WHAT YOU NEED TO DO: Across these entries, report how many lines include the string "favor", with nothing but the number.

(Collected data entries)
'''

Issue #708, opened 2026-07-15
Remove `Username::domain_name()` in favor of `Username::parts()`


CBenoit:
### Background

`Username::domain_name()` returns `Option<&str>` but the `&str` means two different things depending on the internal format:

- **UPN** (`user@corp.example.com`) → returns the UPN **suffix** (`corp.example.com`)
- **Down-level logon name** (`CORP\user`) → returns the **NetBIOS domain** (`CORP`)

A UPN suffix and a NetBIOS domain are not interchangeable, but the accessor hands them back through the same type with no signal of which one you got. A caller that wants "the NetBIOS domain for a down-level logon" and calls `domain_name()` on a UPN silently receives a DNS-style suffix instead, the wrong value, shaped plausibly enough to flow downstream undetected.

#709 adds a format-tagged replacement, `Username::parts() -> UsernameParts<'_>`, whose UPN arm exposes only `suffix` and whose down-level arm exposes only `netbios_domain: Option<&str>`. Because the enum is matched exhaustively, treating a UPN suffix as a NetBIOS domain no longer compiles. `domain_name()` is deprecated in that PR; this issue tracks its removal, which is a breaking change and must ship in its own `fix!`/`feat!` release.

### Why this is a real footgun, not a theoretical one

`impl From<AuthIdentity> for AuthIdentityBuffers` writes `domain_name().unwrap_or_default()` straight into the `domain` field of `AuthIdentityBuffers`, a slot consumed as a NetBIOS domain by the NTLM/Kerberos paths. For a UPN identity this places the DNS suffix where a NetBIOS domain is expected. This is the exact confusion the type-level split is meant to make impossible.

### External impact

`Username` is part of the published `sspi` crate's public API and is used by downstream consumers (IronRDP, Devolutions Gateway, and third parties). Removal is a breaking change:

### Checklist

- [ ] Land the deprecation (companion PR) in a minor release first, giving downstreams a compiler-visible migration window.
- [ ] Remove in a later dedicated breaking release, commit marked `fix!`/`feat!` with a `BREAKING CHANGE:` footer.

### Migration example for downstreams

```rust
// Before
let domain = username.domain_name().unwrap_or_default();

// After
let domain = match username.parts() {
    UsernameParts::DownLevelLogonName { netbios_domain, .. } => netbios_domain.unwrap_or_default(),
    UsernameParts::UserPrincipalName { .. } => "", // a UPN has no NetBIOS domain
};
```

PR #709, opened 2026-07-15
feat(sspi): add format-tagged Username::parts view

CBenoit:
Add `UsernameParts`, a format-tagged, borrowed view into a `Username`, and `Username::parts()` returning it. Each variant only exposes the fields that are meaningful for its user name format, so a UPN suffix can no longer be mistaken for a NetBIOS domain: the `UserPrincipalName` arm has a `suffix` (and the full `upn`) but no "domain" field, while `DownLevelLogonName` carries an `Option<netbios_domain>` that models accurately the no-separator case. Matching is exhaustive over the two Microsoft user name formats.

`Username::domain_name()` conflates a UPN suffix with a NetBIOS domain and is deprecated in favor of `Username::parts()`. Deprecation alone is non-breaking, so this is a minor bump. Removal is a future breaking release tracked by #708.

This also fixes three UPN-vs-NetBIOS confusion bugs, all rooted in `domain_name()` returning the UPN suffix and the NetBIOS domain indistinguishably:

1. Server credential matching matched across formats: `Negotiate::set_auth_identity` collapsed both formats to a single "domain", so UPN `user@EXAMPLE` and DLLN `EXAMPLE\user` compared equal even though they are distinct identities.

2. UPN format lost through `AuthIdentityBuffers` round-trip: UPNs were stored as `(user=account, domain=suffix)`, but the reverse conversion reads `domain` as a NetBIOS domain, degrading `alice@example.com` into `example.com\alice`.

3. Realm split on the wrong `@`: `get_client_principal_realm_impl` used the first `@` while `Username::parse` uses the last, so `user@dept@example.com` derived the wrong realm.

The new format-tagged `Username::parts()` API makes this class of confusion unrepresentable.

### DIFF
--- a/src/auth_identity.rs
+++ b/src/auth_identity.rs
@@ -384,13 +384,20 @@ impl From<AuthIdentity> for AuthIdentityBuffers {
     fn from(credentials: AuthIdentity) -> Self {
         let password: &str = credentials.password.as_ref().as_ref();
 
-        let domain = match credentials.username.parts() {
-            UsernameParts::UserPrincipalName { suffix, .. } => suffix,
-            UsernameParts::DownLevelLogonName { netbios_domain, .. } => netbios_domain.unwrap_or_default(),
+        // Encode the username so that it round-trips back to the same format through
+        // `TryFrom<&AuthIdentityBuffers>` (which parses `user` and treats `domain` as a NetBIOS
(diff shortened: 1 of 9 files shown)


TheBestTvarynka (approved):
🚀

'''

REPLY TO THE EXERCISE: 2